BEGIN LISTED ENTRIES

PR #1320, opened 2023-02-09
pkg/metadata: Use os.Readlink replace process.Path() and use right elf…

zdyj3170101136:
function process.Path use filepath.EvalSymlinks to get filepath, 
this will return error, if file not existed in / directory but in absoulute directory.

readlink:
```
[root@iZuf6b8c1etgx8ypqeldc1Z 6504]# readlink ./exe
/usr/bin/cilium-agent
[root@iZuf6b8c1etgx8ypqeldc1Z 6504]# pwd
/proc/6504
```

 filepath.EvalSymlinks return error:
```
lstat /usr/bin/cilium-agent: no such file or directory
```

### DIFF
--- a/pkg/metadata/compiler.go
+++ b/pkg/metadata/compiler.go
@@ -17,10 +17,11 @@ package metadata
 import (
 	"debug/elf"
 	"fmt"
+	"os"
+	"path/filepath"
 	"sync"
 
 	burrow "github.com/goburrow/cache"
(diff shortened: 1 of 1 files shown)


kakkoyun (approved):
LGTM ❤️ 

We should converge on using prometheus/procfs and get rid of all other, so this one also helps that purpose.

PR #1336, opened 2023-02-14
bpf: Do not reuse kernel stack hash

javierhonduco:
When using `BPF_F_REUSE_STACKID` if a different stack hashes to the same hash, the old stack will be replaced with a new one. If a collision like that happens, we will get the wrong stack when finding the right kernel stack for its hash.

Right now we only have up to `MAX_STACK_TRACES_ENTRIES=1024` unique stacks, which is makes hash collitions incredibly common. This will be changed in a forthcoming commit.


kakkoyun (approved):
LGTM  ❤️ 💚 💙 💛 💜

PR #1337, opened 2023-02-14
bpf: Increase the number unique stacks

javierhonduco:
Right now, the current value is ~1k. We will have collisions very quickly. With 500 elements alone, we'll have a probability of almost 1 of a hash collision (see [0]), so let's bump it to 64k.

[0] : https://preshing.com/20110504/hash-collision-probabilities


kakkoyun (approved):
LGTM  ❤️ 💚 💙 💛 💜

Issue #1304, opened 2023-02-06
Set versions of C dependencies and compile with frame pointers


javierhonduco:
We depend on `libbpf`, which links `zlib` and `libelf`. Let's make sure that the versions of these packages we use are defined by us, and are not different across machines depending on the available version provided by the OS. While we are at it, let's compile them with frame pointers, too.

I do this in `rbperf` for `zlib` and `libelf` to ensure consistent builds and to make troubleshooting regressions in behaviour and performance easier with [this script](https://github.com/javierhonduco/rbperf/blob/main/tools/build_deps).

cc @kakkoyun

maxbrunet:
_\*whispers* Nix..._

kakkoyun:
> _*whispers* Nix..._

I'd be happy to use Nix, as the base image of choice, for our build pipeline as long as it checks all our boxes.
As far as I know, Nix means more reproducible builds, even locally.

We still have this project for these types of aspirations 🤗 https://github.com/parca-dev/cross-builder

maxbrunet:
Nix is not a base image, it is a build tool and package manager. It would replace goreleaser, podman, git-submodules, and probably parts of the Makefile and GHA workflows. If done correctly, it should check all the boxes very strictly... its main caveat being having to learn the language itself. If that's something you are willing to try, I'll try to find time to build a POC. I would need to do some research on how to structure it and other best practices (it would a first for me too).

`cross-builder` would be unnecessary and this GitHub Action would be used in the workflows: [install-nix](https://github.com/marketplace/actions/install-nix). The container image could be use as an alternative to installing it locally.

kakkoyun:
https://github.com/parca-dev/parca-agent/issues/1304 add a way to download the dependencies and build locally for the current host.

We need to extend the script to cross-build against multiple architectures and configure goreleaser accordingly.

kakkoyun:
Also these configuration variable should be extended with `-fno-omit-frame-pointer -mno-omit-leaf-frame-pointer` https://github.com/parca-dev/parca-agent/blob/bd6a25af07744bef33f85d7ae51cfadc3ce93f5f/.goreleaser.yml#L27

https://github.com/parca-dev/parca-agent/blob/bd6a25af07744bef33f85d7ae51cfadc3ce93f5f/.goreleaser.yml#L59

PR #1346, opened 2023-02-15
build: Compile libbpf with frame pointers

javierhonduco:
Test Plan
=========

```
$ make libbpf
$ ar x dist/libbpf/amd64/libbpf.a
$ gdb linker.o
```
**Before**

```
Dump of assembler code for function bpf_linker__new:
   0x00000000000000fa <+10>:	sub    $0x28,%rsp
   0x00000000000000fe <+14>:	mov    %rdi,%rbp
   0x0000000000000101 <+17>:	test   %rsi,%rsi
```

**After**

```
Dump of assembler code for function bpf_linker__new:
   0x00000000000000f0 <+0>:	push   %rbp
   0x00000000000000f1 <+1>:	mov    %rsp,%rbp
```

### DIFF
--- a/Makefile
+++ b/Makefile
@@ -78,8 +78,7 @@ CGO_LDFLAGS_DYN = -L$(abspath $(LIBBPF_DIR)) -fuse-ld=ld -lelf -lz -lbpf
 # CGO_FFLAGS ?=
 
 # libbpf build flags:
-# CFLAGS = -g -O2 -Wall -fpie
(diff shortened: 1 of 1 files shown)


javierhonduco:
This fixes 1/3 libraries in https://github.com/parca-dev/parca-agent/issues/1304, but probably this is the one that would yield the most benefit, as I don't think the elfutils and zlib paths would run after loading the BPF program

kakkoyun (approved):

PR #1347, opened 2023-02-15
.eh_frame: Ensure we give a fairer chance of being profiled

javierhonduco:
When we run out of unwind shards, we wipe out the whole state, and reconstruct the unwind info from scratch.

END LISTED ENTRIES
BEGIN LISTED ENTRIES

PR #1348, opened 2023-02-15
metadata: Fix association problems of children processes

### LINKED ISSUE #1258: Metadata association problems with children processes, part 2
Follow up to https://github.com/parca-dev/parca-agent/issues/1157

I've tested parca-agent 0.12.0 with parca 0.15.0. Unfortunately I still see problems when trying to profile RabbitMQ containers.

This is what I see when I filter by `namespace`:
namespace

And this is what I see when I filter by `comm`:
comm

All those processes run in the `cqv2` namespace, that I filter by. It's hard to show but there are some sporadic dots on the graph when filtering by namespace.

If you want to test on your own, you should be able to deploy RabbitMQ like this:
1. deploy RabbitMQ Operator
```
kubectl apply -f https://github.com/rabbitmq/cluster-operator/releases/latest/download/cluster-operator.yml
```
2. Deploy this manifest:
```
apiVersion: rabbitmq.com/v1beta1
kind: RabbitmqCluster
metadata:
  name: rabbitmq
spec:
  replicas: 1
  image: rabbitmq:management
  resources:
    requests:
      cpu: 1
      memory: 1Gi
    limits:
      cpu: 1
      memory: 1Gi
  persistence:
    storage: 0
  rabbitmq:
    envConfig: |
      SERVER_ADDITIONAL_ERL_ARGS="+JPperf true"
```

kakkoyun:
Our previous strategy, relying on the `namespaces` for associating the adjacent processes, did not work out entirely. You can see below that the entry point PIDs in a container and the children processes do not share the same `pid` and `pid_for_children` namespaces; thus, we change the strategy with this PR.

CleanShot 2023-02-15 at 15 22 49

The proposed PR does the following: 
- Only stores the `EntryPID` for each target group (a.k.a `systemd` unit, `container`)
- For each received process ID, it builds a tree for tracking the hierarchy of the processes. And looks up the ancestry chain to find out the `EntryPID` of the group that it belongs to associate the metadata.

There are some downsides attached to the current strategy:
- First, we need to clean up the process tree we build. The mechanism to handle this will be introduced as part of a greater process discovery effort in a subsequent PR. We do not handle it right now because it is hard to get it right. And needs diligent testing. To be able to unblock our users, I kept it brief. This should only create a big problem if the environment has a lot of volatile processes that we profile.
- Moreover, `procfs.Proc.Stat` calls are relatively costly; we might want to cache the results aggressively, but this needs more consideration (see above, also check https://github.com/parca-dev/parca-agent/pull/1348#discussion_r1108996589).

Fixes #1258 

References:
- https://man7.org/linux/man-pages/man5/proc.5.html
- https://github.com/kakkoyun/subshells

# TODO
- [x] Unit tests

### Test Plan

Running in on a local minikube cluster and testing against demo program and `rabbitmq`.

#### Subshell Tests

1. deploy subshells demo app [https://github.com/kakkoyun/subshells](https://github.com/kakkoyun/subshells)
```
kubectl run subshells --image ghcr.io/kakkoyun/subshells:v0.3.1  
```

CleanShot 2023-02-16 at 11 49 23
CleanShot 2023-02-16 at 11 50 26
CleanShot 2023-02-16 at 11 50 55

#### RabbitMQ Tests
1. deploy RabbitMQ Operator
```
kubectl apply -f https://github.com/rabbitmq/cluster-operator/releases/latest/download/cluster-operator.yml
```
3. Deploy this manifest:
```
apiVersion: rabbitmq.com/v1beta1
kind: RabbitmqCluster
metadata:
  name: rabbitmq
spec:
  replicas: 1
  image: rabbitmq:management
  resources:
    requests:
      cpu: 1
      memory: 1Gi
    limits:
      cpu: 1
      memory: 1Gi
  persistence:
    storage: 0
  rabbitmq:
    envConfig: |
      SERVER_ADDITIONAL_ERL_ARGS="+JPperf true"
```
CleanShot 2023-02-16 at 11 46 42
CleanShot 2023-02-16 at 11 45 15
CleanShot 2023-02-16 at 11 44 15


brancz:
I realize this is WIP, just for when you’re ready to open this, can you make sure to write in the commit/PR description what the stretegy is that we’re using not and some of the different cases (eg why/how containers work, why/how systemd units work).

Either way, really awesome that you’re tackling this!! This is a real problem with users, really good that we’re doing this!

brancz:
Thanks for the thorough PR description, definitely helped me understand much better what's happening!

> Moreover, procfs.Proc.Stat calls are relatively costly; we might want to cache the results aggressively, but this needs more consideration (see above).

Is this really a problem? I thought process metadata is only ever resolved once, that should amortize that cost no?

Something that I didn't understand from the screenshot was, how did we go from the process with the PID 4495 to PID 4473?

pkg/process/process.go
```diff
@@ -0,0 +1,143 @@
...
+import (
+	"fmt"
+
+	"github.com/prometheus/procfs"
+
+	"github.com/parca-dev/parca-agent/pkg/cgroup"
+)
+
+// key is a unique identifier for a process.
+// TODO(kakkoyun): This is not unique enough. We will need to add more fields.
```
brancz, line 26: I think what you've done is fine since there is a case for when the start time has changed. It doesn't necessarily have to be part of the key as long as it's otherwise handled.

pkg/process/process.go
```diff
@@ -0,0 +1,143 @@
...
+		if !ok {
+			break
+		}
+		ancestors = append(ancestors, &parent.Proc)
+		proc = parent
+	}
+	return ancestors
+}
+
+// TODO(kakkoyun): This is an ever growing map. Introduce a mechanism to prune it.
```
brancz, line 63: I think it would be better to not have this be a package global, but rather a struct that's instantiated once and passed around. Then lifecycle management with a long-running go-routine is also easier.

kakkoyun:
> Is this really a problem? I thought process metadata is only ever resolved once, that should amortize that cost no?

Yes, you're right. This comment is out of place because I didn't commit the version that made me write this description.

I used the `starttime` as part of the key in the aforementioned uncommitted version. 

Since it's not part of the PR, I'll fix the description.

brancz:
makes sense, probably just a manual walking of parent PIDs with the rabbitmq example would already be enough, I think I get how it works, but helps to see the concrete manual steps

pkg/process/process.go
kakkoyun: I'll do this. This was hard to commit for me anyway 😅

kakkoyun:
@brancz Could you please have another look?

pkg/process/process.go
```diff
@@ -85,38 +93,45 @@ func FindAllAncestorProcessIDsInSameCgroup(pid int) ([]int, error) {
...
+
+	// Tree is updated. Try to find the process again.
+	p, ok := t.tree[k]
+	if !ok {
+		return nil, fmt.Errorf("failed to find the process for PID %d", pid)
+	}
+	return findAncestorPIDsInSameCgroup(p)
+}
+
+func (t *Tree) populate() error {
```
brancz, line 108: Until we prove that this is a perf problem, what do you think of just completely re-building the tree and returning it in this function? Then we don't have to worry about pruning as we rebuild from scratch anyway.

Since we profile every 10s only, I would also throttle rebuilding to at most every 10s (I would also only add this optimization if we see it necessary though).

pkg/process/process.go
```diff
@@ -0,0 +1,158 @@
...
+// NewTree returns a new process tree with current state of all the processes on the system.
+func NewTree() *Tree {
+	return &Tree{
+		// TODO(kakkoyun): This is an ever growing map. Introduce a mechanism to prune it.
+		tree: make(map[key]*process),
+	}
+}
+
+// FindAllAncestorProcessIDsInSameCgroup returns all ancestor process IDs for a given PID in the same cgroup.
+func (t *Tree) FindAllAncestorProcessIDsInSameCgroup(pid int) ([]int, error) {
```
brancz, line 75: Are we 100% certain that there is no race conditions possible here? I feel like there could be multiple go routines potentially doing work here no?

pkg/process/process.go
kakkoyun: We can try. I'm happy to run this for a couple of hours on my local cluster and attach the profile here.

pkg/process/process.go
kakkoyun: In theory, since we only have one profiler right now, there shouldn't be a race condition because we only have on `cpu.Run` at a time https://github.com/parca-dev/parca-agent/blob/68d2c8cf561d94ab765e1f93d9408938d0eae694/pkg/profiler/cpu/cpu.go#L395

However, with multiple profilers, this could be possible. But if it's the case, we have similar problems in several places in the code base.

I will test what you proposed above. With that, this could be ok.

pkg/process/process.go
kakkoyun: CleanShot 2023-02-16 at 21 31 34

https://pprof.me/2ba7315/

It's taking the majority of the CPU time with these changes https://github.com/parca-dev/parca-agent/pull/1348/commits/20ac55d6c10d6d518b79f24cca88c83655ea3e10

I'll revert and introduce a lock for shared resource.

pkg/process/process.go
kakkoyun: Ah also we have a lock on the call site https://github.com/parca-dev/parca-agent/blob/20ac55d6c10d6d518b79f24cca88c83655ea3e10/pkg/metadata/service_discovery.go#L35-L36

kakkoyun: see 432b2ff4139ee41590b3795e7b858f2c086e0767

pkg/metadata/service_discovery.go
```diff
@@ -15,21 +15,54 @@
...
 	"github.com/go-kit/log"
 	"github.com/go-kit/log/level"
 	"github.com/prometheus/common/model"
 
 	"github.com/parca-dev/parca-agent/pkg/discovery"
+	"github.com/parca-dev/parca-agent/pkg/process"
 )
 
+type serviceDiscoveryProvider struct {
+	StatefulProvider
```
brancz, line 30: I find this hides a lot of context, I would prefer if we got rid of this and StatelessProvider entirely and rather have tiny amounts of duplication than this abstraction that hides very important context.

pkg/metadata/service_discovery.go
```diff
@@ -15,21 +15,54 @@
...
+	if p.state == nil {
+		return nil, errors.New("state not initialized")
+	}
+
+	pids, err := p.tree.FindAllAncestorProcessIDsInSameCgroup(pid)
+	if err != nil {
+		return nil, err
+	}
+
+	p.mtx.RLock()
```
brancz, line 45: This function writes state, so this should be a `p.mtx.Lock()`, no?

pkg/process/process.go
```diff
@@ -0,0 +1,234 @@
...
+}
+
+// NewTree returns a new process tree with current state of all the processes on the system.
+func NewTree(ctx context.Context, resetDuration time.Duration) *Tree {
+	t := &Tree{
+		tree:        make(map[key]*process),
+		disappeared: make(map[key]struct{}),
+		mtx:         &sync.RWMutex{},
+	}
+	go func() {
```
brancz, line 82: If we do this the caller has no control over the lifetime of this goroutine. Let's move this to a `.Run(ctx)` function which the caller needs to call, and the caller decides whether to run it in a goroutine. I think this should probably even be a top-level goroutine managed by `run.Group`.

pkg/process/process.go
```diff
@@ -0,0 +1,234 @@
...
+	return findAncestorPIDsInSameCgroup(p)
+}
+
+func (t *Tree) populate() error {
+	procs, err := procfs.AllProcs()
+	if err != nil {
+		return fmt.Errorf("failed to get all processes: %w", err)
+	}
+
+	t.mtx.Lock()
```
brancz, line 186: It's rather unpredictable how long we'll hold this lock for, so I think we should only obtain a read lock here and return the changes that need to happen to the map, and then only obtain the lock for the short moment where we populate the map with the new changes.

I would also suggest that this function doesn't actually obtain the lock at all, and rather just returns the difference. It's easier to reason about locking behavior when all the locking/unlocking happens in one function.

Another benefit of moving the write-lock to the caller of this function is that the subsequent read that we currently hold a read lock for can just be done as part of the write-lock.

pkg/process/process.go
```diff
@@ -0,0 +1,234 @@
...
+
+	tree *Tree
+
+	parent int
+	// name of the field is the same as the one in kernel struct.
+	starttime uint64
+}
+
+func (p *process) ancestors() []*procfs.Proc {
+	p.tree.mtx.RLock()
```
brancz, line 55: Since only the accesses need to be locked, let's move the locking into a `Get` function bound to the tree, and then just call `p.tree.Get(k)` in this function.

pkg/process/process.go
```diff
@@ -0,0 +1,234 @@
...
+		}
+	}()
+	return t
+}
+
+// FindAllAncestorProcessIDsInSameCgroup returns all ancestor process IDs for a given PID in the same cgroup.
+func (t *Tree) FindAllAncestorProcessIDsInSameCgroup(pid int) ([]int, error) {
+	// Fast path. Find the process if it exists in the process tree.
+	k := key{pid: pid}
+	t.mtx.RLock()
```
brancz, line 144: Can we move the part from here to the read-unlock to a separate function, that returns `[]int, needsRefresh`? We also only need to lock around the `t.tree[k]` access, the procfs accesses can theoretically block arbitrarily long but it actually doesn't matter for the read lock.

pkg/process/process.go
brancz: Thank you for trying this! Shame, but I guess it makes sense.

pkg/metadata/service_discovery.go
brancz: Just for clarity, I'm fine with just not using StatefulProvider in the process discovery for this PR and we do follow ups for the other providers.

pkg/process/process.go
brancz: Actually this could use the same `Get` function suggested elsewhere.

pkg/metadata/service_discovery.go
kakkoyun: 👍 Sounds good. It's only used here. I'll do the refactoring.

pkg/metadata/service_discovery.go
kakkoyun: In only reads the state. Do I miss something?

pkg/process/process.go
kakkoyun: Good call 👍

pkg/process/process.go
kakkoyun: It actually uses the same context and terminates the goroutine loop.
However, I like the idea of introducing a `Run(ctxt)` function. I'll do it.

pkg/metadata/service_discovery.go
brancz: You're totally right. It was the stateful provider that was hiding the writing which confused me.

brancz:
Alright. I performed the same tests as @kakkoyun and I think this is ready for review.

END LISTED ENTRIES
BEGIN LISTED ENTRIES

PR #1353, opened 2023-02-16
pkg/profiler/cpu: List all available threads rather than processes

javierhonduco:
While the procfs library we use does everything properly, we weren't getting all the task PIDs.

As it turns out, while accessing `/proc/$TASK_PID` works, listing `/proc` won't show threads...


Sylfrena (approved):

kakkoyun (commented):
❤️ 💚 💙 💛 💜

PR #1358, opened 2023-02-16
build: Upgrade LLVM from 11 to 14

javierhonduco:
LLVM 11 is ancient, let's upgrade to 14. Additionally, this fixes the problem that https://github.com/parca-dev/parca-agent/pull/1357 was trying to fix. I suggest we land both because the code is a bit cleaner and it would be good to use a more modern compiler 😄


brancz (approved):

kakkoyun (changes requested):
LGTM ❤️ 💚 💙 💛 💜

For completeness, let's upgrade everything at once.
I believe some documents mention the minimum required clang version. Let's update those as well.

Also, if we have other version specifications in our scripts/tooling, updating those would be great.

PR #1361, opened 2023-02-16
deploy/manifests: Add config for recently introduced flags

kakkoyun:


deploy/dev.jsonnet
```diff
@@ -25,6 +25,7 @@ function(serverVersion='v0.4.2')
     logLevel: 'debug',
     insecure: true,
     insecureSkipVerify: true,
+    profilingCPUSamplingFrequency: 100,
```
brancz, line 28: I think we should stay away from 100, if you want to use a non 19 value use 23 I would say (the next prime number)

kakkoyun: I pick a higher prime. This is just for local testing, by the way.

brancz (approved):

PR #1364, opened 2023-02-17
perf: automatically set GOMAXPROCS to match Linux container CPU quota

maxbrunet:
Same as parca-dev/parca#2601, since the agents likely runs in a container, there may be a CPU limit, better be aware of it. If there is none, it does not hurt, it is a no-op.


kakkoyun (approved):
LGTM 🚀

END LISTED ENTRIES

#### WHAT YOU HAVE TO DO
Report how many lines in the data include the string "resolved", giving nothing but that number.

#### RESULT FOR THIS TASK
2